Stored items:

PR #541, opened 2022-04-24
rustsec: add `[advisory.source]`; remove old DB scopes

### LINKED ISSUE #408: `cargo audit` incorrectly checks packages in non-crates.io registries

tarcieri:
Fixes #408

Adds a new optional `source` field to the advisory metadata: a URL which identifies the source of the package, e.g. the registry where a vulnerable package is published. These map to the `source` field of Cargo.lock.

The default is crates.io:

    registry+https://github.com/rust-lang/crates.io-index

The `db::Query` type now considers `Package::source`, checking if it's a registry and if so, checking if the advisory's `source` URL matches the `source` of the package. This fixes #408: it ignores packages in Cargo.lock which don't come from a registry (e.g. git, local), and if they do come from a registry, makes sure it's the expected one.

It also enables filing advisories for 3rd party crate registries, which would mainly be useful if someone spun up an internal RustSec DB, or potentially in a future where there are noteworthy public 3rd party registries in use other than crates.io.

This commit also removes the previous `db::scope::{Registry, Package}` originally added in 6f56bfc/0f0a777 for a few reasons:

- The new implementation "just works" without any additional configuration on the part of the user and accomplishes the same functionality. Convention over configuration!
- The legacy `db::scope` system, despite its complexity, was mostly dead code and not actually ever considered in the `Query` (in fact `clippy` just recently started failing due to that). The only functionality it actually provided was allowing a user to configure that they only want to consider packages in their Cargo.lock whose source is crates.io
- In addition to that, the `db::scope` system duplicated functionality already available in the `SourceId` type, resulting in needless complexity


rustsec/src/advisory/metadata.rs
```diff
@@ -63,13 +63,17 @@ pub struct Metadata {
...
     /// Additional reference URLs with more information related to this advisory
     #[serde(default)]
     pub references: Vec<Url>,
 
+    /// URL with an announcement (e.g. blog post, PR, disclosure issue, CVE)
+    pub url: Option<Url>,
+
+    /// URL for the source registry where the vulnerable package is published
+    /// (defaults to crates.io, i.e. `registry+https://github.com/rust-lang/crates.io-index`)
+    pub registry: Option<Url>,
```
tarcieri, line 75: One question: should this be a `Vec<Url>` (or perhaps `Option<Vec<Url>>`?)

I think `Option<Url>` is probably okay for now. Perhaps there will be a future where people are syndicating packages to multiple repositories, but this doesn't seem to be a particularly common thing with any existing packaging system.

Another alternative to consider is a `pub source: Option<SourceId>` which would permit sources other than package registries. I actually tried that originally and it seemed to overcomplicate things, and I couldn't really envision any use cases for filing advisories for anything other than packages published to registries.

* * *

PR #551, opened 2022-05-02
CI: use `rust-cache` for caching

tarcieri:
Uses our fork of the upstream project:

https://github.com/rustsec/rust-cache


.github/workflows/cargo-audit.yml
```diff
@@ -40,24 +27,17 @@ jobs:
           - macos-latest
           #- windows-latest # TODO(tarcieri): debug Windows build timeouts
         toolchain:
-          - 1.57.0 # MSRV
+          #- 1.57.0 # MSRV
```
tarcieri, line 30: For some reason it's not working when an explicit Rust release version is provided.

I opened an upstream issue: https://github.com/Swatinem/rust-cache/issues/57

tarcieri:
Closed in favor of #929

==

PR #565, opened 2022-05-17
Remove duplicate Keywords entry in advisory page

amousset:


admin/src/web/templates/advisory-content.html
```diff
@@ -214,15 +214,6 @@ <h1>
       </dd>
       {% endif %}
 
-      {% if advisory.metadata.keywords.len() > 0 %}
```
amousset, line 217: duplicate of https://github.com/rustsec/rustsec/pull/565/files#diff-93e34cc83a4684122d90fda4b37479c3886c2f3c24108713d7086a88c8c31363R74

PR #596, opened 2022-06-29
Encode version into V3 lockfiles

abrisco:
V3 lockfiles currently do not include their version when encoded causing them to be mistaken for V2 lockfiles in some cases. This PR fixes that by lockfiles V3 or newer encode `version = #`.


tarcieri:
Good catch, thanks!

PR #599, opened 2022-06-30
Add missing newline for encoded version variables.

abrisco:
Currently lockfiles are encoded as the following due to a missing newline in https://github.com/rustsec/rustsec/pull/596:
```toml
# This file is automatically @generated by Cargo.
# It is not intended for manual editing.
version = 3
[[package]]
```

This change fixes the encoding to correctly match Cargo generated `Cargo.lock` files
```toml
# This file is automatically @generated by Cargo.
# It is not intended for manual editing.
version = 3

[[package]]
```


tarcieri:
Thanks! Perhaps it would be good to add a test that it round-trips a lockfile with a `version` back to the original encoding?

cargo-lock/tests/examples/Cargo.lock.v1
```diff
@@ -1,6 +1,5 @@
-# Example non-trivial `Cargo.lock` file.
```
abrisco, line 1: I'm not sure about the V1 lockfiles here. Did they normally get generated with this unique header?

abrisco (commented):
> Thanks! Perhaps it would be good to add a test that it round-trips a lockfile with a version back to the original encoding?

■ **Task**
One stretch of the lines above is wanted, from the line that contains "The default is" through the line that contains "tarcieri, line 75: One". Output it exactly.

■ **Written answer**
The default is crates.io:

    registry+https://github.com/rust-lang/crates.io-index

The `db::Query` type now considers `Package::source`, checking if it's a registry and if so, checking if the advisory's `source` URL matches the `source` of the package. This fixes #408: it ignores packages in Cargo.lock which don't come from a registry (e.g. git, local), and if they do come from a registry, makes sure it's the expected one.

It also enables filing advisories for 3rd party crate registries, which would mainly be useful if someone spun up an internal RustSec DB, or potentially in a future where there are noteworthy public 3rd party registries in use other than crates.io.

This commit also removes the previous `db::scope::{Registry, Package}` originally added in 6f56bfc/0f0a777 for a few reasons:

- The new implementation "just works" without any additional configuration on the part of the user and accomplishes the same functionality. Convention over configuration!
- The legacy `db::scope` system, despite its complexity, was mostly dead code and not actually ever considered in the `Query` (in fact `clippy` just recently started failing due to that). The only functionality it actually provided was allowing a user to configure that they only want to consider packages in their Cargo.lock whose source is crates.io
- In addition to that, the `db::scope` system duplicated functionality already available in the `SourceId` type, resulting in needless complexity


rustsec/src/advisory/metadata.rs
```diff
@@ -63,13 +63,17 @@ pub struct Metadata {
...
     /// Additional reference URLs with more information related to this advisory
     #[serde(default)]
     pub references: Vec<Url>,
 
+    /// URL with an announcement (e.g. blog post, PR, disclosure issue, CVE)
+    pub url: Option<Url>,
+
+    /// URL for the source registry where the vulnerable package is published
+    /// (defaults to crates.io, i.e. `registry+https://github.com/rust-lang/crates.io-index`)
+    pub registry: Option<Url>,
```
tarcieri, line 75: One question: should this be a `Vec<Url>` (or perhaps `Option<Vec<Url>>`?)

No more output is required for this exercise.